Task prompt: Pick every line out of the entries below that has the string "events", and copy it.

Excerpted records:
PR #4402, opened 2026-02-24
feat(core): add previous to collection update-events

flobacher:
# Description

In addition to the updated CollectionEntity, there are scenarios where it comes in handy to have the state of the collection before the event happened.

# Breaking changes

Nope. Only an additional optional property on the CollectionEvent

# Checklist

📌 Always:

### DIFF
--- a/packages/core/src/event-bus/events/collection-event.ts
+++ b/packages/core/src/event-bus/events/collection-event.ts
@@ -21,6 +21,7 @@ export class CollectionEvent extends VendureEntityEvent<Collection, CollectionIn
         entity: Collection,
         type: 'created' | 'updated' | 'deleted',
         input?: CollectionInputTypes,
+        public readonly previousEntity?: Collection,
     ) {
         super(entity, type, ctx, input);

Answer space:
feat(core): add previous to collection update-events
--- a/packages/core/src/event-bus/events/collection-event.ts
+++ b/packages/core/src/event-bus/events/collection-event.ts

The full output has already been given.